Records shown START

PR #3736, opened 2024-12-25
Enable context based filtering for modify commands

rubieking:
Enable context based filtering for modify commands by setting the parameter to true.

This was tested by running the following commands

```
task add main1
task add main2 +tag1
task context define work "project:Work"
task add project:Work work1
task add project:Work work2 +tag1
task context work

task modify +testtag
task +tag1 modify +testtag2

task context none
task list

## Validate that testtag is set only in work1 and work2
## Validate that testtag2 is set only in work2
```

### DIFF
--- a/src/commands/CmdModify.cpp
+++ b/src/commands/CmdModify.cpp
@@ -48,7 +48,7 @@ CmdModify::CmdModify() {
   _read_only = false;
   _displays_id = false;
   _needs_gc = false;
-  _uses_context = false;
+  _uses_context = true;
   _accepts_filter = true;
   _accepts_modifications = true;
   _accepts_miscellaneous = false;


djmitche:
It looks like there's a test failure here -- maybe just needs an update to that test?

Records shown END

• Your instructions
All lines above that contain the word "commands" are to be copied.

• Solution to this task
Enable context based filtering for modify commands
Enable context based filtering for modify commands by setting the parameter to true.
This was tested by running the following commands
--- a/src/commands/CmdModify.cpp
+++ b/src/commands/CmdModify.cpp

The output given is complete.